Planning Phase
We decided to narrow down the scope of the project to only focus on 4 birds, the Javan Myna, Black-naped Oriole, Collared Kingfisher and Little Egret. We decided to do this as we wanted to ensure that we are able to deliver the project on time and to ensure that the machine learning model is able to identify the birds accurately. We plan to expand the number of birds in the future.
Data Collection & Pre-Processing
The collection process was done by scraping the internet for textual descriptions of the birds using the BeautifulSoup library in Python. This is done by scraping the description and of search results and the metadata of each site from search engines Google, Yahoo, AOL and Brave. We manage to 150-200 descriptions for each bird species.

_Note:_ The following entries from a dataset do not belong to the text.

PR #2344, opened 2022-07-03
Use patched electrum-client to fix a bug with high CPU load

klochowicz:
BDK 0.19 release includes the change that ignores empty lines from electrum,
which was known to cause issues on testnet. Revert this in order to reduce CPU
load until BDK merges a fix.


bonomat (approved):
Thanks for the fix.

PR #2345, opened 2022-07-04
Add db-failsafe mode

bonomat:
This will prevent the maker from starting up if the database migration was unsuccessful

### DIFF
--- a/CHANGELOG.md
+++ b/CHANGELOG.md
@@ -14,6 +14,10 @@ and this project adheres to [Semantic Versioning](https://semver.org/spec/v2.0.0
   removed in favour of the new `instrumentation` feature combined with
   [Grafana Tempo's span metrics](https://grafana.com/docs/tempo/latest/server_side_metrics/span_metrics/).
 
+### Added
+
+- Add new argument to the maker: `ignore-migration-errors`. If enabled, the maker will start if an error occurred when opening the database, if not, it will fail fast. This can come handy to prevent accidentally creating a new empty database in case database migration was unsuccessful.
+
 ## [0.4.21] - 2022-06-27
 
 ### Added
--- a/maker/src/lib.rs
+++ b/maker/src/lib.rs
@@ -38,6 +38,10 @@ pub struct Opts {
     #[clap(short, long)]
     pub json: bool,
 
+    /// If enabled the application will not fail if an error occurred during db migration.
+    #[clap(short, long)]
+    pub ignore_migration_errors: bool,
+
     /// If provided will be used for internal wallet instead of a random key. The keys will be
     /// derived according to Bip84
     #[clap(short, long)]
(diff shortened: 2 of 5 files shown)


maker/src/lib.rs
```diff
@@ -38,6 +38,11 @@ pub struct Opts {
     #[clap(short, long)]
     pub json: bool,
 
+    /// If enabled the application will fail fast and terminate if an error occurred during db
+    /// migration.
+    #[clap(short, long)]
+    pub db_failsafe: bool,
```
luckysori: 🔧 I think we should default to a value of `true` so that we can always safely omit this argument.

luckysori (approved):

maker/src/lib.rs
bonomat: I thought about it but then we would need to call it `no-db-failsafe` as you can't set a default for booleans.

luckysori: Fair. What about the flag `--ignore-migration-errors`? It sounds pretty natural.

bonomat: can do :)

CHANGELOG.md
```diff
@@ -14,6 +14,10 @@ and this project adheres to [Semantic Versioning](https://semver.org/spec/v2.0.0
   removed in favour of the new `instrumentation` feature combined with
   [Grafana Tempo's span metrics](https://grafana.com/docs/tempo/latest/server_side_metrics/span_metrics/).
 
+### Added
+
+- Add new argument to the maker: `db-failsafe`. If enabled, the maker will not start if an error occurred when opening the database. This can come handy to prevent accidentally creating a new empty database in case database migration was unsuccessful.
```
klochowicz: Alternative suggestion for the changelog entry (name got changed, and IMHO it's important to state that this behaviour is the default on the maker now. 

```suggestion
- Do not start the maker an error occurred when opening the database. This can come handy to prevent accidentally creating a new empty database in case database migration was unsuccessful. If needed, this behaviour can be bypassed by passing an additional argument to the maker: `ignore-migration-errors`.
```

CHANGELOG.md
```diff
@@ -14,6 +14,10 @@ and this project adheres to [Semantic Versioning](https://semver.org/spec/v2.0.0
   removed in favour of the new `instrumentation` feature combined with
   [Grafana Tempo's span metrics](https://grafana.com/docs/tempo/latest/server_side_metrics/span_metrics/).
 
+### Added
```
klochowicz, line 17: I guess the commit message should also be updated (can paste the suggested changelog entry there maybe :) )

klochowicz (approved):
cool! just some nits that should get updated after changing the flag to `ignore_migration_errors`

klochowicz (approved):

PR #3319, opened 2015-10-21
Fix strings to translate

cmgustavo:


public/views/create.html
```diff
@@ -132,9 +132,8 @@
             </label>
 
             <label  for="bws" class="oh">
-              <span translate>Specify Bitcore Wallet Service URL
-                <input type="text" id="bwsurl" name="bwsurl" ng-model="bwsurl">
-              </span>
+              <span translate>Specify Bitcore Wallet Service URL</span>
```
matiu: It should be "Wallet Service URL" only

public/views/import.html
```diff
@@ -85,9 +85,8 @@
               </label>
 
               <label  for="bws" class="oh">
-                <span translate>Specify Bitcore Wallet Service URL
-                  <input type="text" id="bwsurl" name="bwsurl" ng-model="bwsurl">
-                </span>
+                <span translate>Specify Bitcore Wallet Service URL</span>
```
matiu: see above

public/views/import.html
```diff
@@ -213,9 +211,8 @@
               <div class="large-12 columns">
 
                 <label  for="bws" class="oh">
-                  <span translate>Specify Bitcore Wallet Service URL
-                    <input type="text" id="bwsurl" name="bwsurl" ng-model="bwsurl">
-                  </span>
+                  <span translate>Specify Bitcore Wallet Service URL</span>
```
matiu: see above

public/views/preferencesAdvanced.html
```diff
@@ -27,7 +27,7 @@
  
     <li  ng-click="$root.go('preferencesBwsUrl')">
       <i class="icon-arrow-right3 size-24 right text-gray"></i>  
-      <span translate>Bitcore Wallet Service</span>
+      <span>Bitcore Wallet Service</span>
```
matiu: Wallet Service URL

cmgustavo:
Updated

PR #3321, opened 2015-10-21
Bug/csv

matiu:
add uniq for TXID history.


cmgustavo:
LGTM. Tested with my personal wallet. Total balance is correct.

PR #3345, opened 2015-10-26
fix signed

matiu:


afrikanhut:
There is something I have been looking for in all the wallet and payment systems ..I think developers need to put that into consideration, that is the possibilities of using ones call credits to buy and send.eg.if I don't have credit card ,no Bank account ,but I have smartphone and I recharge more two hundred dollars per month..it can possible to convert my credit to visible money, and I can use it to buy and pay and transfer.. What do you think about?

Issue #3173, opened 2015-09-15
Android blank white screen


XBTdev:
I recommended copay to a friend who installed the app and used it to store his bitcoins. That was a few months ago. Today he went to open the app to use his bitcoins and it shows a blank white screen after the splash screen (found a similar bug mentioned, #1519). He was running an old version, so we updated Copay to the latest version and tried again, same bug.

So running the latest version of copay we just see a white blank screen after the splash screen.

He has a backup, but we are unable to restore the backup because the password he remembers isn't accepted when we try to import the backup.

Any help?

matiu:
If this a 1-1 wallet?

Could he try to decrypt the backup using:
https://bitwiseshiftleft.github.io/sjcl/demo/ ?
(he should enter the backup text at Cyphertext and the password)




On Tue, Sep 15, 2015 at 4:33 PM, XBTdev <notifications@github.com> wrote:

> I recommended copay to a friend who installed the app and used it to store
> his bitcoins. That was 6 months ago. Today he went to open the app to use
> his bitcoins and it shows a blank white screen after the splash screen
> (found a similar bug mentioned, #1519
> <https://github.com/bitpay/copay/issues/1519>). He was running an old
> version, so we updated Copay to the latest version and tried again, same
> bug.
>
> He has a backup, but we are unable to restore the backup because the
> password he remembers isn't accepted when we try to import the backup.
>
> Any help?
>
> —
> Reply to this email directly or view it on GitHub
> <https://github.com/bitpay/copay/issues/3173>.
>



-- 
BitPay.com

XBTdev:
yes

matiu:
The decryption worked?

On Tue, Sep 15, 2015 at 4:43 PM, XBTdev <notifications@github.com> wrote:

> yes
>
> —
> Reply to this email directly or view it on GitHub
> <https://github.com/bitpay/copay/issues/3173#issuecomment-140516006>.
>



-- 
Matías Alejo Garcia
@ematiu
Roads? Where we're going, we don't need roads!

XBTdev:
No. It says the password he remembers for his backup is incorrect.

matiu:
You mean than using https://bitwiseshiftleft.github.io/sjcl/demo/ is says the password is incorrect, right?

No, i wont work on the Copay. 6 months ago Copay was Beta and the storage format has changed in version 0.10 (https://github.com/bitpay/copay/releases/tag/v0.10.0,  ~ 5 month ago)

[...]

PR #3354, opened 2015-10-28
Handle error when the device id mismatch

cmgustavo:


cmgustavo:
Updated.

matiu:
LTGM.

This will give more info in this case: https://github.com/bitpay/copay/issues/3173
if use 'move' the storage from one device to other.

PR #3377, opened 2015-10-30
Improves the addressbook for mobile

cmgustavo:


matiu:
Nice!

I like `addressbook[]` much better that a directive.

In the current implementation of history, it is possible to have a listing for thousands of TX. It seems that `addressbook[]` will support it better.

matiu:
PS: Could you change that in txHistory also?

PR #3392, opened 2015-11-04
Adds limit to create addresses

cmgustavo:
Note: Require latest version of BWS

### DIFF
--- a/src/js/services/bwsError.js
+++ b/src/js/services/bwsError.js
@@ -94,7 +94,7 @@ angular.module('copayApp.services')
             body = gettextCatalog.getString('Wallet seed is invalid');
             break;
           case 'MAIN_ADDRESS_GAP_REACHED':
-            body = gettextCatalog.getString('You cannot generate more until you register any activity');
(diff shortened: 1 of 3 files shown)


src/js/services/bwsError.js
```diff
@@ -93,6 +93,9 @@ angular.module('copayApp.services')
           case 'INVALID_BACKUP': 
             body = gettextCatalog.getString('Wallet seed is invalid');
             break;
+          case 'MAIN_ADDRESS_GAP_REACHED':
+            body = gettextCatalog.getString('You cannot generate more until you register any activity');
```
matiu: Empty addresses limit reached. New addresses cannot be generated.

matiu:
note that this breaks copay with the current installed version of BWS.

cmgustavo:
Yes. Please, don't merge yet.

src/js/services/bwsError.js
cmgustavo: Thanks.

cmgustavo:
Updated with latest version of `angular-bitcore-wallet-client`

cmgustavo:
Updated

PR #3401, opened 2015-11-05
Fix resume event on mobile

### LINKED ISSUE #3273: App freeze/crash when using modal views
Observed on iOS9 (others not tested).  Two different scenarios:

A.
1. Launch Copay
2. Tap wallet settings icon
3. Minimize app
4. Restore app
5. Wait a few seconds; app minimizes by itself - when brough back to foreground it restarts at splash screen

B.
1. Launch Copay
2. Open Add wallet view
3. Minimize app
4. Restore app
5. App is unresponsive; must kill and restart

cmgustavo:
fixes #3273

### DIFF
--- a/src/js/init.js
+++ b/src/js/init.js
@@ -28,13 +28,20 @@ angular.element(document).ready(function() {
 
       document.addEventListener('pause', function() {
         if (!window.ignoreMobilePause) {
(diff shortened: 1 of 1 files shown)


matiu:
nice!

PR #3407, opened 2015-11-06
Incluiding address book and transaction history cache in export file

gabrielbazan7:
feat : #3395

### DIFF
--- a/src/js/services/profileService.js
+++ b/src/js/services/profileService.js
@@ -408,9 +408,12 @@ angular.module('copayApp.services')
       var addressBook = str.addressBook || {};
       var historyCache = str.historyCache ||  [];
 
-      root.setMetaData(walletClient, addressBook, historyCache, function(err) {
-        if (err) console.log(err);
-        root._addWalletClient(walletClient, opts, cb);
+      root._addWalletClient(walletClient, opts, function(err, walletId) {
+        if (err) return cb(err);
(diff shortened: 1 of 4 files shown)


src/js/services/profileService.js
```diff
@@ -324,6 +324,17 @@ angular.module('copayApp.services')
       });
     };
 
+    root.setMetaData = function(walletClient, addressBook, historyCache, cb) {
+
+      storageService.setAddressbook(walletClient.credentials.network, JSON.stringify(addressBook), function(err) {
```
matiu: Since address book is global (per network type) It seems it would be better to 'merge' the backup's addressbook with the current one, (and removing duplicates).

matiu:
Very nice work! LGTM. I left a comment to be discussed before merging.

src/js/services/profileService.js
cmgustavo: Agree.

cmgustavo:
Reviewing

gabrielbazan7:
updated

gabrielbazan7:
updated

gabrielbazan7:
updated

matiu:
LGTM

gabrielbazan7:
updated

cmgustavo:
LGTM

PR #3408, opened 2015-11-06
Ref delete wallet

cmgustavo:
* Also removes the lastAddress and backupFlag.


matiu:
ACK

dabura667:
Curious: If you delete a wallet on BWS, and then create a new wallet using an old phrase (that has been used by Copay, but deleted) will BWS scan the addresses and find the correct lastAddress upon initialization?

matiu:
Yes!

PR #3411, opened 2015-11-07
do not encrypt profiles in mobile

matiu:
Disables UUID encryption on mobile devices, due to random problems detected on some Android devices, getting the UUID at startup.  

Encryption on mobile devices using UUID does not add significant protection anyways, and the user can still encrypt the xprivkey using it own password.

Manually tested on iOS simulators and iPhone 6.


cmgustavo:
ACK

PR #3427, opened 2015-11-10
Auto-close modals after send/sign/reject a tx

### LINKED ISSUE #3422: Idea: autoclose popup after send/sign/reject a transaction
* The last screen after send/sign/reject a transaction without errors could auto close after a few seconds (instead to press `Okay` button to close).

cmgustavo:
* Fixes #3422
* Also ref `txStatus` service


cmgustavo:
Updated with @tonygallippi suggestion

PR #3435, opened 2015-11-11
fix join message

matiu:
- fixes refresh of status bar on mobile devices
- better 'connecting to trezor' message in create/join
- use text input in join (as in create)


cmgustavo:
LGTM

PR #10639, opened 2020-02-19
[REF] translate to cashaddr if legacy

gabrielbazan7:


src/providers/address/address.ts
```diff
@@ -19,6 +19,11 @@ export class AddressProvider {
     this.core = this.bwcProvider.getCore();
   }
 
+  public translateToCashAddress(addressToTranslate: string): string {
```
cmgustavo: Could you add a log like this: Converted: "legacyAddress" -> "newCashAddress"

gabrielbazan7: yes!

PR #10647, opened 2020-02-20
remove button from ion toogle

gabrielbazan7:


src/theme/lists.scss
```diff
@@ -12,9 +12,6 @@
   &.top-padding {
     margin-top: 40px;
   }
-  ion-item {
-    padding-left: 19px;
```
Gamboster: I suggest leaving this and putting `padding-left: 16px;` for those specific items in the settings css

PR #10667, opened 2020-02-25
Addr Book: Scanner option to detination tag

rastajpa:


rastajpa:
> Can we add Validator.regex `const regex = /^[0-9]{9,}$/;` to:
> 
> https://github.com/bitpay/copay/pull/10667/files#diff-bedfadb7f4f0a5b0b131680f43c59f85R56

Done in the last commit

PR #10691, opened 2020-03-03
[FEAT]: Dark Mode

rastajpa:


src/theme/dark.scss
```diff
@@ -0,0 +1,934 @@
+.dark-theme {
+  // App background color
+  $background-color-dark-theme: #000000;
```
cmgustavo: Just a recommendation: avoid pure black color. See Material Design recommends: https://material.io/design/color/dark-theme.html

src/theme/dark.scss
```diff
@@ -0,0 +1,934 @@
...
+      }
+      .item-subtitle {
+        color: color($colors, light-grey);
+      }
+    }
+  }
+  page-import-wallet,
+  page-create-wallet,
+  page-bitpay-phase-one-card-intro {
+    ion-item {
```
cmgustavo: We should cover all `ion-item` elements, not for specific page. Example of missing dark format (list of item from shapeshift): 

Screen Shot 2020-03-10 at 16 47 24

src/theme/variables.scss
```diff
@@ -129,6 +129,9 @@ $button-md-clear-background-color-hover: transparent;
 // so that the above variables are used and Ionic's
 // default are overridden.
 @import 'ionic.theme.default';
+@import 'dark';
+@import 'light';
+
```
cmgustavo: Must define standard ion-button color=dark -> (invert color)

Screen Shot 2020-03-10 at 16 49 57

src/app/app.component.ts
```diff
@@ -217,7 +220,7 @@ export class CopayApp {
       // Only overlay for iOS
       if (this.platform.is('ios')) {
         this.statusBar.overlaysWebView(true);
-        this.statusBar.styleDefault();
+        this.themeProvider.useDefaultStatusBar(true);
```
cmgustavo: `cordova-plugin-statusbar` detect automatically dark mode. I think it's not necessary to make changes. Also the app is forcing that to use "light" mode: https://github.com/bitpay/copay/blob/master/app-template/config-template.xml#L111

src/theme/dark.scss
rastajpa: I agree!

src/theme/dark.scss
rastajpa: It would be enough to add the 'bp-list' class to <ion-list>. Good catch!

gabrielbazan7:
ACK!! great job !!

src/providers/theme/theme.ts
```diff
@@ -0,0 +1,123 @@
+import { Injectable } from '@angular/core';
+import { StatusBar } from '@ionic-native/status-bar';
+import { BehaviorSubject } from 'rxjs/BehaviorSubject';
```
cmgustavo: Maybe we could remove it, since the value doesn't need a history. What do you think?

src/providers/theme/theme.ts
```diff
@@ -0,0 +1,123 @@
...
+    private logger: Logger,
+    private persistenceProvider: PersistenceProvider,
+    private statusBar: StatusBar,
+    private platformProvider: PlatformProvider
+  ) {
+    this.logger.debug('ThemeProvider initialized');
+  }
+
+  public init() {
+    return this.persistenceProvider.getAppTheme().then(theme => {
```
cmgustavo: `Return`  is not needed here.

src/providers/theme/theme.ts
```diff
@@ -0,0 +1,123 @@
...
+  constructor(
+    private logger: Logger,
+    private persistenceProvider: PersistenceProvider,
+    private statusBar: StatusBar,
+    private platformProvider: PlatformProvider
+  ) {
+    this.logger.debug('ThemeProvider initialized');
+  }
+
+  public init() {
```
cmgustavo: I think it's not necessary since we the `persistentProvider` is loaded before of everything . Maybe it's a good practice to set the variable in the constructor.

Gamboster: We can’t move the init function to the constructor, since the themeProvider is loaded at the beginning of the app, being in the app component. Moving it to the constructor doesn’t give time to fully prepare persistanceProvider, so we get a storage related error.

src/providers/theme/theme.ts
Gamboster: done

src/providers/theme/theme.ts
Gamboster: done. Thanks!

src/providers/theme/theme.ts
cmgustavo: Got it. Thanks for explanation.

PR #10696, opened 2020-03-04
[FEAT] Clear encrypt password option

gabrielbazan7:


src/providers/key/key.ts
```diff
@@ -276,4 +278,11 @@ export class KeyProvider {
 
     return key.sign(rootPath, txp, password);
   }
+
+  public match(key1, key2) {
```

The data is split into train and test, then pre-processed by removing any special characters and any stop words that may be present in the data. The data is then tokenized and converted into a TF-IDF matrix to be used as input for the machine learning model.
Model Development
Sci-kit learn was used to develop the machine learning model. 5 Models (Logistic Regression, Random Forest, Support Vector Machine, Naive Bayes and MLP) were trained and tested, and the best model was selected based on the accuracy and K Fold Cross Validation. An ensemble model was also created by combining the best models of Logistic Regression, Naive Bayes and MLP to improve the accuracy and robustness of the model.
The model was able to achieve an accuracy of 95% on the test data, and was then saved and used for the web application.
Web Application Development
The web application was developed using Flask, a micro web framework for Python. The application was deployed OnRender, a cloud platform that allows for easy deployment of web applications. The application was developed to be user friendly and easy to use, with a simple and clean user interface that is responsive and work on all devices.